• [WHAT YOU SHOULD DO]
The records, repeated exactly and in full, are the expected answer.

*** DATA LISTING Section Begins ***

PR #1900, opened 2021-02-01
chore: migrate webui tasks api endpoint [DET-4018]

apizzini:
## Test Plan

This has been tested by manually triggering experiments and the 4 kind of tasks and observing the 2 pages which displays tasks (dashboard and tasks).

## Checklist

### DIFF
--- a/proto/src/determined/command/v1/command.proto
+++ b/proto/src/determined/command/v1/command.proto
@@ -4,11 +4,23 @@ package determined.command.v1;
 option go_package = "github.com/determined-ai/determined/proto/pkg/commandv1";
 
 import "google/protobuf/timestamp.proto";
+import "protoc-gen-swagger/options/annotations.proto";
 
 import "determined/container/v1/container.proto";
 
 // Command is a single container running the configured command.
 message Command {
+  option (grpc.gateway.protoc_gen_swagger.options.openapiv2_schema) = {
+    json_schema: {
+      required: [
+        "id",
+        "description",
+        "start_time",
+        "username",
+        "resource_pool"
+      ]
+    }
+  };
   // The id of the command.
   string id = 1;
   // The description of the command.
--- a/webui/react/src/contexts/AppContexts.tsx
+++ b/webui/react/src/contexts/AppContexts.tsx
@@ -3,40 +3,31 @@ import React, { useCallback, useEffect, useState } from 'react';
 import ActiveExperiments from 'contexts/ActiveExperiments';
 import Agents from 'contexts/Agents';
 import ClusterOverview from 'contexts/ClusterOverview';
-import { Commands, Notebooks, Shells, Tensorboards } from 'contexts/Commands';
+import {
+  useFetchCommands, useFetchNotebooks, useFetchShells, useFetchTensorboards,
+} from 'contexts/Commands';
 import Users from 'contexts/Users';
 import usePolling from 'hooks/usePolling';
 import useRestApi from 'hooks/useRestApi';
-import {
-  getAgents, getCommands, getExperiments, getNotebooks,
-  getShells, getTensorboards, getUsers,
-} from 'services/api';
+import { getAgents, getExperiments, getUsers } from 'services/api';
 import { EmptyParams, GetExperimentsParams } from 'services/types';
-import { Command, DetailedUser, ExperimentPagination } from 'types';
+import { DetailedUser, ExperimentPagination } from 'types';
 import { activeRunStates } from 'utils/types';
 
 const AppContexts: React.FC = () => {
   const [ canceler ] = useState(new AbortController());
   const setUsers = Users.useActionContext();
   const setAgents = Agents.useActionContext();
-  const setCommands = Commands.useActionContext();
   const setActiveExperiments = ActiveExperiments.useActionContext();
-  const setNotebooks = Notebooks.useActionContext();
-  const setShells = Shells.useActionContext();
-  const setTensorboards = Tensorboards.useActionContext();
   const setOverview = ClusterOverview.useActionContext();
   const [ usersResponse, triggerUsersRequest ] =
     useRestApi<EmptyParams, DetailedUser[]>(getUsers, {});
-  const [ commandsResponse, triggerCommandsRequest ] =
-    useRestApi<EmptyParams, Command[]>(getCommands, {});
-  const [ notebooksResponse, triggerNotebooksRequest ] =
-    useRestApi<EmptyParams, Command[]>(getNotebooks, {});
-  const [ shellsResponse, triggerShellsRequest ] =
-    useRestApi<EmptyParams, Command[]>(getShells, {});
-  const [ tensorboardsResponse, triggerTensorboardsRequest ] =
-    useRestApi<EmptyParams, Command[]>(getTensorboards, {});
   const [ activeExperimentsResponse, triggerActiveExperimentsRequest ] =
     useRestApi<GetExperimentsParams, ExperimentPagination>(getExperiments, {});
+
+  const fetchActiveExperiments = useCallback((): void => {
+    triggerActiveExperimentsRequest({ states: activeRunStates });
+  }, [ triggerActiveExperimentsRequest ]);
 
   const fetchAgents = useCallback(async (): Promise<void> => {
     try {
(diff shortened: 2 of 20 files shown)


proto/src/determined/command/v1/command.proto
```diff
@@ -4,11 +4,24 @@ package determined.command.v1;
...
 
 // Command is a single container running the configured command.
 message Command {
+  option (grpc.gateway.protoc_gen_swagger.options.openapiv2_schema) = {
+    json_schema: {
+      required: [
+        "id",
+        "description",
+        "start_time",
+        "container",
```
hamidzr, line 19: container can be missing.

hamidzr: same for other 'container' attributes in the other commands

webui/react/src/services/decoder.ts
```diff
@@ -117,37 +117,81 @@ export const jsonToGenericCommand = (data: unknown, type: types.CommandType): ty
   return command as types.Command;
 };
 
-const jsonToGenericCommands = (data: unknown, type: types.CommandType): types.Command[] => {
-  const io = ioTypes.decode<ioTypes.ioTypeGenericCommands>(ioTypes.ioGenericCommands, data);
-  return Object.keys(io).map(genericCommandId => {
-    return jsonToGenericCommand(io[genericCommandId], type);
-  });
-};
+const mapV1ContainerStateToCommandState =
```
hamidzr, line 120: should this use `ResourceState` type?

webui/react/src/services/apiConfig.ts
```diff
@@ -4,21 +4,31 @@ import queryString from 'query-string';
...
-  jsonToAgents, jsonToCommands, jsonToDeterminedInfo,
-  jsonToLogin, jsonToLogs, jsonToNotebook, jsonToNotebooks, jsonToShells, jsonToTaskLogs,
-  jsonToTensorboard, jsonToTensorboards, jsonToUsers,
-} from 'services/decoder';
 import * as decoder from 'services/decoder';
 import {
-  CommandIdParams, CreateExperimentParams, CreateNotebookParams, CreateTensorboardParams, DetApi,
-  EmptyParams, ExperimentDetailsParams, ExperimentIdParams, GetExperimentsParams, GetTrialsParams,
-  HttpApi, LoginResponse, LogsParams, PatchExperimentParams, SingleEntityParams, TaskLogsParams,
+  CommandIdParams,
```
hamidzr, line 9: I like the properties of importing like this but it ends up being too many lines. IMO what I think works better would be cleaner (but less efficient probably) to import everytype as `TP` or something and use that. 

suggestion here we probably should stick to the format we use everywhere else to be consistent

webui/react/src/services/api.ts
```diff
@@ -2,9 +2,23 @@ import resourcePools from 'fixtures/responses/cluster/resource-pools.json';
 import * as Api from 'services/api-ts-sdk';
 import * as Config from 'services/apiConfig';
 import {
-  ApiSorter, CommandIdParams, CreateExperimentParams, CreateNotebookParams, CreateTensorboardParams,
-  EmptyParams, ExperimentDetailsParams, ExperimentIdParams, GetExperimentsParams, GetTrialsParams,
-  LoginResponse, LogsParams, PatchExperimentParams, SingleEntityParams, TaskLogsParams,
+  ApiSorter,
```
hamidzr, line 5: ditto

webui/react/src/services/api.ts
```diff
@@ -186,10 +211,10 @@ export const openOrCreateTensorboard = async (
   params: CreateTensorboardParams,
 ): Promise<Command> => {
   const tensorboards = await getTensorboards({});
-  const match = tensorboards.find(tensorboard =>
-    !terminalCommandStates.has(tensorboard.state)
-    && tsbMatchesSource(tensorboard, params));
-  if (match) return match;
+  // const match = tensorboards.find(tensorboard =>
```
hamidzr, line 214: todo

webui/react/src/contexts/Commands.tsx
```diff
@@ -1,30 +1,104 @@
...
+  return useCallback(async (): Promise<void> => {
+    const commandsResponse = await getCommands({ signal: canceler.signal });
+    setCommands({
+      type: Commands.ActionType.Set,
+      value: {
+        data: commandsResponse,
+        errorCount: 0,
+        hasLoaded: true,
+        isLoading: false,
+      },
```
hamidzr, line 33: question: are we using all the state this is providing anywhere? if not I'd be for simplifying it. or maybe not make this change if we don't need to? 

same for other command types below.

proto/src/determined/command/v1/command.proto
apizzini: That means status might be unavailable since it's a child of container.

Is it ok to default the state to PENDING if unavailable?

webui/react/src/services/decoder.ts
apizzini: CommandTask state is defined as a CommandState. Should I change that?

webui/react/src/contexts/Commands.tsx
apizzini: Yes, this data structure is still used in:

*** DATA LISTING Section Ends ***

• [WRITTEN SOLUTION]
PR #1900, opened 2021-02-01
chore: migrate webui tasks api endpoint [DET-4018]

apizzini:
## Test Plan

This has been tested by manually triggering experiments and the 4 kind of tasks and observing the 2 pages which displays tasks (dashboard and tasks).

## Checklist

### DIFF
--- a/proto/src/determined/command/v1/command.proto
+++ b/proto/src/determined/command/v1/command.proto
@@ -4,11 +4,23 @@ package determined.command.v1;
 option go_package = "github.com/determined-ai/determined/proto/pkg/commandv1";
 
 import "google/protobuf/timestamp.proto";
+import "protoc-gen-swagger/options/annotations.proto";
 
 import "determined/container/v1/container.proto";
 
 // Command is a single container running the configured command.
 message Command {
+  option (grpc.gateway.protoc_gen_swagger.options.openapiv2_schema) = {
+    json_schema: {
+      required: [
+        "id",
+        "description",
+        "start_time",
+        "username",
+        "resource_pool"
+      ]
+    }
+  };
   // The id of the command.
   string id = 1;
   // The description of the command.
--- a/webui/react/src/contexts/AppContexts.tsx
+++ b/webui/react/src/contexts/AppContexts.tsx
@@ -3,40 +3,31 @@ import React, { useCallback, useEffect, useState } from 'react';
 import ActiveExperiments from 'contexts/ActiveExperiments';
 import Agents from 'contexts/Agents';
 import ClusterOverview from 'contexts/ClusterOverview';
-import { Commands, Notebooks, Shells, Tensorboards } from 'contexts/Commands';
+import {
+  useFetchCommands, useFetchNotebooks, useFetchShells, useFetchTensorboards,
+} from 'contexts/Commands';
 import Users from 'contexts/Users';
 import usePolling from 'hooks/usePolling';
 import useRestApi from 'hooks/useRestApi';
-import {
-  getAgents, getCommands, getExperiments, getNotebooks,
-  getShells, getTensorboards, getUsers,
-} from 'services/api';
+import { getAgents, getExperiments, getUsers } from 'services/api';
 import { EmptyParams, GetExperimentsParams } from 'services/types';
-import { Command, DetailedUser, ExperimentPagination } from 'types';
+import { DetailedUser, ExperimentPagination } from 'types';
 import { activeRunStates } from 'utils/types';
 
 const AppContexts: React.FC = () => {
   const [ canceler ] = useState(new AbortController());
   const setUsers = Users.useActionContext();
   const setAgents = Agents.useActionContext();
-  const setCommands = Commands.useActionContext();
   const setActiveExperiments = ActiveExperiments.useActionContext();
-  const setNotebooks = Notebooks.useActionContext();
-  const setShells = Shells.useActionContext();
-  const setTensorboards = Tensorboards.useActionContext();
   const setOverview = ClusterOverview.useActionContext();
   const [ usersResponse, triggerUsersRequest ] =
     useRestApi<EmptyParams, DetailedUser[]>(getUsers, {});
-  const [ commandsResponse, triggerCommandsRequest ] =
-    useRestApi<EmptyParams, Command[]>(getCommands, {});
-  const [ notebooksResponse, triggerNotebooksRequest ] =
-    useRestApi<EmptyParams, Command[]>(getNotebooks, {});
-  const [ shellsResponse, triggerShellsRequest ] =
-    useRestApi<EmptyParams, Command[]>(getShells, {});
-  const [ tensorboardsResponse, triggerTensorboardsRequest ] =
-    useRestApi<EmptyParams, Command[]>(getTensorboards, {});
   const [ activeExperimentsResponse, triggerActiveExperimentsRequest ] =
     useRestApi<GetExperimentsParams, ExperimentPagination>(getExperiments, {});
+
+  const fetchActiveExperiments = useCallback((): void => {
+    triggerActiveExperimentsRequest({ states: activeRunStates });
+  }, [ triggerActiveExperimentsRequest ]);
 
   const fetchAgents = useCallback(async (): Promise<void> => {
     try {
(diff shortened: 2 of 20 files shown)


proto/src/determined/command/v1/command.proto
```diff
@@ -4,11 +4,24 @@ package determined.command.v1;
...
 
 // Command is a single container running the configured command.
 message Command {
+  option (grpc.gateway.protoc_gen_swagger.options.openapiv2_schema) = {
+    json_schema: {
+      required: [
+        "id",
+        "description",
+        "start_time",
+        "container",
```
hamidzr, line 19: container can be missing.

hamidzr: same for other 'container' attributes in the other commands

webui/react/src/services/decoder.ts
```diff
@@ -117,37 +117,81 @@ export const jsonToGenericCommand = (data: unknown, type: types.CommandType): ty
   return command as types.Command;
 };
 
-const jsonToGenericCommands = (data: unknown, type: types.CommandType): types.Command[] => {
-  const io = ioTypes.decode<ioTypes.ioTypeGenericCommands>(ioTypes.ioGenericCommands, data);
-  return Object.keys(io).map(genericCommandId => {
-    return jsonToGenericCommand(io[genericCommandId], type);
-  });
-};
+const mapV1ContainerStateToCommandState =
```
hamidzr, line 120: should this use `ResourceState` type?

webui/react/src/services/apiConfig.ts
```diff
@@ -4,21 +4,31 @@ import queryString from 'query-string';
...
-  jsonToAgents, jsonToCommands, jsonToDeterminedInfo,
-  jsonToLogin, jsonToLogs, jsonToNotebook, jsonToNotebooks, jsonToShells, jsonToTaskLogs,
-  jsonToTensorboard, jsonToTensorboards, jsonToUsers,
-} from 'services/decoder';
 import * as decoder from 'services/decoder';
 import {
-  CommandIdParams, CreateExperimentParams, CreateNotebookParams, CreateTensorboardParams, DetApi,
-  EmptyParams, ExperimentDetailsParams, ExperimentIdParams, GetExperimentsParams, GetTrialsParams,
-  HttpApi, LoginResponse, LogsParams, PatchExperimentParams, SingleEntityParams, TaskLogsParams,
+  CommandIdParams,
```
hamidzr, line 9: I like the properties of importing like this but it ends up being too many lines. IMO what I think works better would be cleaner (but less efficient probably) to import everytype as `TP` or something and use that. 

suggestion here we probably should stick to the format we use everywhere else to be consistent

webui/react/src/services/api.ts
```diff
@@ -2,9 +2,23 @@ import resourcePools from 'fixtures/responses/cluster/resource-pools.json';
 import * as Api from 'services/api-ts-sdk';
 import * as Config from 'services/apiConfig';
 import {
-  ApiSorter, CommandIdParams, CreateExperimentParams, CreateNotebookParams, CreateTensorboardParams,
-  EmptyParams, ExperimentDetailsParams, ExperimentIdParams, GetExperimentsParams, GetTrialsParams,
-  LoginResponse, LogsParams, PatchExperimentParams, SingleEntityParams, TaskLogsParams,
+  ApiSorter,
```
hamidzr, line 5: ditto

webui/react/src/services/api.ts
```diff
@@ -186,10 +211,10 @@ export const openOrCreateTensorboard = async (
   params: CreateTensorboardParams,
 ): Promise<Command> => {
   const tensorboards = await getTensorboards({});
-  const match = tensorboards.find(tensorboard =>
-    !terminalCommandStates.has(tensorboard.state)
-    && tsbMatchesSource(tensorboard, params));
-  if (match) return match;
+  // const match = tensorboards.find(tensorboard =>
```
hamidzr, line 214: todo

webui/react/src/contexts/Commands.tsx
```diff
@@ -1,30 +1,104 @@
...
+  return useCallback(async (): Promise<void> => {
+    const commandsResponse = await getCommands({ signal: canceler.signal });
+    setCommands({
+      type: Commands.ActionType.Set,
+      value: {
+        data: commandsResponse,
+        errorCount: 0,
+        hasLoaded: true,
+        isLoading: false,
+      },
```
hamidzr, line 33: question: are we using all the state this is providing anywhere? if not I'd be for simplifying it. or maybe not make this change if we don't need to? 

same for other command types below.

proto/src/determined/command/v1/command.proto
apizzini: That means status might be unavailable since it's a child of container.

Is it ok to default the state to PENDING if unavailable?

webui/react/src/services/decoder.ts
apizzini: CommandTask state is defined as a CommandState. Should I change that?

webui/react/src/contexts/Commands.tsx
apizzini: Yes, this data structure is still used in:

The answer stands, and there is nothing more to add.